§ Supplied entries:
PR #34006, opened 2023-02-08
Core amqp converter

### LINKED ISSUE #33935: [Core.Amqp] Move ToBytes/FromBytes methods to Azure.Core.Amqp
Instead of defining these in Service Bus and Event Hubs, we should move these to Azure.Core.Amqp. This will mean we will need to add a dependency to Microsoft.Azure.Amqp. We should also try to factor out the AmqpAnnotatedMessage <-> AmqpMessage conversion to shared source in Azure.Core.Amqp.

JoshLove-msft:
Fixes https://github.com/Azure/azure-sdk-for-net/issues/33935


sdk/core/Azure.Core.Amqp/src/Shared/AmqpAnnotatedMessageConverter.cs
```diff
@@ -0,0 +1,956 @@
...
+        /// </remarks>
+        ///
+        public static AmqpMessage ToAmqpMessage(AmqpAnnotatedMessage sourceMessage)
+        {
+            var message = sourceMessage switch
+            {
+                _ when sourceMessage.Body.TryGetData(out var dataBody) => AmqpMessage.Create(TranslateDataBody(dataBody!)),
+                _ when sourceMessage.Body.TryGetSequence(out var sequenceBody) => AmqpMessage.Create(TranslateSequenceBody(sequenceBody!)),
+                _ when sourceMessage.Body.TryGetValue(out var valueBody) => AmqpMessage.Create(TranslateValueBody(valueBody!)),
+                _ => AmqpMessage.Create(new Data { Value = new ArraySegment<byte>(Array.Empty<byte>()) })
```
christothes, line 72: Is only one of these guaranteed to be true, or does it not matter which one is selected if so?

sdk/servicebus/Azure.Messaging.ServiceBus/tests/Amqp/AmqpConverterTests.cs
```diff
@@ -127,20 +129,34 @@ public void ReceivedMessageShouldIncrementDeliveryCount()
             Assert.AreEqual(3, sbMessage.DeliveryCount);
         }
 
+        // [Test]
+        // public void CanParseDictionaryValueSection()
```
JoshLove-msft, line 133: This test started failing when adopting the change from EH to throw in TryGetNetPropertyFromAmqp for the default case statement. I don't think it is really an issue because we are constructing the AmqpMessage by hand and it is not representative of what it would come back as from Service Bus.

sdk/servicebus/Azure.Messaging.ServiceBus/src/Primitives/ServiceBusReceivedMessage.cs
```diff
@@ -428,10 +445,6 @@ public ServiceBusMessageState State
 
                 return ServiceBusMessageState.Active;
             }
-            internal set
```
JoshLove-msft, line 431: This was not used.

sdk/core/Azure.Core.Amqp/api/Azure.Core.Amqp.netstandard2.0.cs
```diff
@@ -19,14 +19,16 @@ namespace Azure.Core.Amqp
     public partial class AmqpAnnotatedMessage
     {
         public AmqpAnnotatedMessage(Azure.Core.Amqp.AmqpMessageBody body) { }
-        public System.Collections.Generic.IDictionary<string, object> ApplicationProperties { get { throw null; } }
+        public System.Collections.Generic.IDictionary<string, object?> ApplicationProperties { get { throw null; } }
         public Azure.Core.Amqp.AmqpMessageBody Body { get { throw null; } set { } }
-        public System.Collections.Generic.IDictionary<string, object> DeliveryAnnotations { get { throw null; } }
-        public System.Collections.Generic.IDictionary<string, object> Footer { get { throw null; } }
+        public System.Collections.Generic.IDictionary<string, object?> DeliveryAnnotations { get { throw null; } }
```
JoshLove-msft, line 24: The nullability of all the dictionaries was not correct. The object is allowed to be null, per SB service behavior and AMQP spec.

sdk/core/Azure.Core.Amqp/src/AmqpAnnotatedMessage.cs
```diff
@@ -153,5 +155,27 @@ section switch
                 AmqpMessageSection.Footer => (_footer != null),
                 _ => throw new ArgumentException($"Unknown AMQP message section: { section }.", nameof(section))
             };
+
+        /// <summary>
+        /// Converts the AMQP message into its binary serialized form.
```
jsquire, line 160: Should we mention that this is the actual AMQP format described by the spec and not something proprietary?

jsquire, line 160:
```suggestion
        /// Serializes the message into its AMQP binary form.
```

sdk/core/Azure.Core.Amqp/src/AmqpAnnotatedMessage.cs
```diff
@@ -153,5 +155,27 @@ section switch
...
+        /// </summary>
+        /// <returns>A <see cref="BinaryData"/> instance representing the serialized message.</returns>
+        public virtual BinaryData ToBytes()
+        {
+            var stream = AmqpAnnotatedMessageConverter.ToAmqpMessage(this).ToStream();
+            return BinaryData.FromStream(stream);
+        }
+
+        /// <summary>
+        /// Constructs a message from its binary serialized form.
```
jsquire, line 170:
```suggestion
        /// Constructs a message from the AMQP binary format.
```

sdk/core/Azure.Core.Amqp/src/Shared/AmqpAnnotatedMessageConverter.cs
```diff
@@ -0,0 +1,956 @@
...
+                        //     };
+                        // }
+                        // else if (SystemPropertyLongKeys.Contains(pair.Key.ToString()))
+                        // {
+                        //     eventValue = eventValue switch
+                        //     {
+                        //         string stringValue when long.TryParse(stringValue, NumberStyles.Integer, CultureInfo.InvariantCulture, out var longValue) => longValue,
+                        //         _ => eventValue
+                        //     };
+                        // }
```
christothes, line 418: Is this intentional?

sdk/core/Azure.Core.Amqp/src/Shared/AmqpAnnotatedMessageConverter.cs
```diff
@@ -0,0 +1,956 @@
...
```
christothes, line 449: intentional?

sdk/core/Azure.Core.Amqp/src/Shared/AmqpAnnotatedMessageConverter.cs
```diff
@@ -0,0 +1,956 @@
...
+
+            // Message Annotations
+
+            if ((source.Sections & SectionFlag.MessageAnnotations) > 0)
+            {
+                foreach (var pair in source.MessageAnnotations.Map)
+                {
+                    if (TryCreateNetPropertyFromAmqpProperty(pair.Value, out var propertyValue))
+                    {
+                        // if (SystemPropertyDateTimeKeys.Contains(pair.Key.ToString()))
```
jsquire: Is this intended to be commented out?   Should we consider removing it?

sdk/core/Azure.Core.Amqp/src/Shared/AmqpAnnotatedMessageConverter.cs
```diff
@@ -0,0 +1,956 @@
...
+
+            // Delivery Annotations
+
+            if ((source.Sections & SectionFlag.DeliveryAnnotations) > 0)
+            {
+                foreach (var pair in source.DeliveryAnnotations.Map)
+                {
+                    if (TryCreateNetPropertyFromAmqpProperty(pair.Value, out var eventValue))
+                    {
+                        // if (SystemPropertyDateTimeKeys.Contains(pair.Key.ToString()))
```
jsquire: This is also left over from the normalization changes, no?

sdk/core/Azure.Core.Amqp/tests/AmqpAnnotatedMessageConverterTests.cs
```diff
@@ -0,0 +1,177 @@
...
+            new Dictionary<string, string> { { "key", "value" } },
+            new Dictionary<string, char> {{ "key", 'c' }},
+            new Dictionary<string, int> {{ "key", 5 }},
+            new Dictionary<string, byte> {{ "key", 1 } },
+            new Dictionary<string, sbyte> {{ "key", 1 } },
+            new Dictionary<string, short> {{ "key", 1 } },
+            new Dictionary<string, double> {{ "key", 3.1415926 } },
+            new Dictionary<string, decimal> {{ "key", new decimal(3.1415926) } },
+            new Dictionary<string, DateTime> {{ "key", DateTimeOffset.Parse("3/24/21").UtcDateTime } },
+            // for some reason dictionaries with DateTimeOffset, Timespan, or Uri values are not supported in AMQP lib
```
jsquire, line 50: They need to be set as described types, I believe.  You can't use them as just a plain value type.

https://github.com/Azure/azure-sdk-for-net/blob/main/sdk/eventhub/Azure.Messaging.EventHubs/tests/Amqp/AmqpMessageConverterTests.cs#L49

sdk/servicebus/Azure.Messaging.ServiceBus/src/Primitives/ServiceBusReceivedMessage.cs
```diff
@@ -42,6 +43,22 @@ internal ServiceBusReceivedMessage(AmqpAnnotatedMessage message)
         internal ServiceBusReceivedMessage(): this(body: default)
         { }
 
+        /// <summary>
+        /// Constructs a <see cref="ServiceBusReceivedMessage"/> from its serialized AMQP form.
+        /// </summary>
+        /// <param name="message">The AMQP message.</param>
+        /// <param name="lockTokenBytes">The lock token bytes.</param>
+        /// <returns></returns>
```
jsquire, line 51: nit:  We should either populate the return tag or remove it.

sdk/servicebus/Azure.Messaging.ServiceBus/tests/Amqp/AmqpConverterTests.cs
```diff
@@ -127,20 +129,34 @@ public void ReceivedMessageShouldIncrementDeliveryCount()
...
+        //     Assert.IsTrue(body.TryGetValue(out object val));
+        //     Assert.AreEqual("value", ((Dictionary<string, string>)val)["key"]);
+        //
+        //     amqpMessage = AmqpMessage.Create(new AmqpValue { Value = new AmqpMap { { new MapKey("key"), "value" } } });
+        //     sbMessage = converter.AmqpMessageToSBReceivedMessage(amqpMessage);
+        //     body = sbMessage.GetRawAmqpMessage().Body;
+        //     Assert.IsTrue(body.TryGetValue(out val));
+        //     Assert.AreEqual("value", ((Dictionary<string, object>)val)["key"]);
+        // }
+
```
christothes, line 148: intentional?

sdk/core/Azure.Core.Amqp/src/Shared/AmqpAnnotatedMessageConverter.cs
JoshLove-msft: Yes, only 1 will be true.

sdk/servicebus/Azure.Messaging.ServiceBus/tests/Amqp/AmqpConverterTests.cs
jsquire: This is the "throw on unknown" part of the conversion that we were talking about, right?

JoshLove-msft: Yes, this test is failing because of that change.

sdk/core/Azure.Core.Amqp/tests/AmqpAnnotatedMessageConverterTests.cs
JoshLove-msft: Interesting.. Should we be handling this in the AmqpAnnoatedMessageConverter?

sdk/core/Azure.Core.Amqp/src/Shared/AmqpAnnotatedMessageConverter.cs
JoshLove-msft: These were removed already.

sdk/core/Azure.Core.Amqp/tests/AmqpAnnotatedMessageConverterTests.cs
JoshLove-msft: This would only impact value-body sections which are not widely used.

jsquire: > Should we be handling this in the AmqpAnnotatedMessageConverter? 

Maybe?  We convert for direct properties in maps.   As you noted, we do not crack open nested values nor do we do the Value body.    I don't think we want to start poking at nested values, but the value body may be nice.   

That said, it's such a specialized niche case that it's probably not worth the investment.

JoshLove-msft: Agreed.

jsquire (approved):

---

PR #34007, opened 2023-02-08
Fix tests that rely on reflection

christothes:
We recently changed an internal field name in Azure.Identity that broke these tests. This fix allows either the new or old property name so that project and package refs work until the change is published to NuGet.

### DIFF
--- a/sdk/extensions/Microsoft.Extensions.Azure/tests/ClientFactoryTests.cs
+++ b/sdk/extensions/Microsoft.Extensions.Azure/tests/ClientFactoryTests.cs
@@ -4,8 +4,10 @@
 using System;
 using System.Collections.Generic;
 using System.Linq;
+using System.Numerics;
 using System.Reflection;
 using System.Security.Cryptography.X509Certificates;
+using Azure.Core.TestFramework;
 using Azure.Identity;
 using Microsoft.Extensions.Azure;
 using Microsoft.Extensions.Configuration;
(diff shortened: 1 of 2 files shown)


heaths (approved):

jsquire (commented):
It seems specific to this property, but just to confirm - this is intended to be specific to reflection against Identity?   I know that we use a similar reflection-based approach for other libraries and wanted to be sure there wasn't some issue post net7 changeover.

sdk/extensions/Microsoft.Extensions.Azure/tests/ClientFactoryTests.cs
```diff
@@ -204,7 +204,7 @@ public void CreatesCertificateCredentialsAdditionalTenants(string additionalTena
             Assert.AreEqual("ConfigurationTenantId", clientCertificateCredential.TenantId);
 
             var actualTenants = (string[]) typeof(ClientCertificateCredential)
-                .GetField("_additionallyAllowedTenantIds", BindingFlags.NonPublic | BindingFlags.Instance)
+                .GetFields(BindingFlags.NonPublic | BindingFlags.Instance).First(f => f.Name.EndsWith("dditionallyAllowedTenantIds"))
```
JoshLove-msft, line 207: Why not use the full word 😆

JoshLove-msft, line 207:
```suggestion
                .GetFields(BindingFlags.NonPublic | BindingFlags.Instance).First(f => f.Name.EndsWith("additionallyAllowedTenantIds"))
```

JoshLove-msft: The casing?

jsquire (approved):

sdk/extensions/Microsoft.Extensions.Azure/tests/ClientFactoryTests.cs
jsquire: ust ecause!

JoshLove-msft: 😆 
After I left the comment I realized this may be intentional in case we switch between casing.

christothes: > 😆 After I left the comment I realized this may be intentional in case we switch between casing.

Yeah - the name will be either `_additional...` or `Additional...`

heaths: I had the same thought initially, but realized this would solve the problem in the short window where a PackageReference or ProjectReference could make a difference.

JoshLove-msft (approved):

§ Description of the task:
Exact duplication is required for the lines above, from the line that contains "PR #34006, opened 2023-02-08" to the line that contains "### LINKED ISSUE", inclusive; omit all others.

§ Exercise result:
PR #34006, opened 2023-02-08
Core amqp converter

### LINKED ISSUE #33935: [Core.Amqp] Move ToBytes/FromBytes methods to Azure.Core.Amqp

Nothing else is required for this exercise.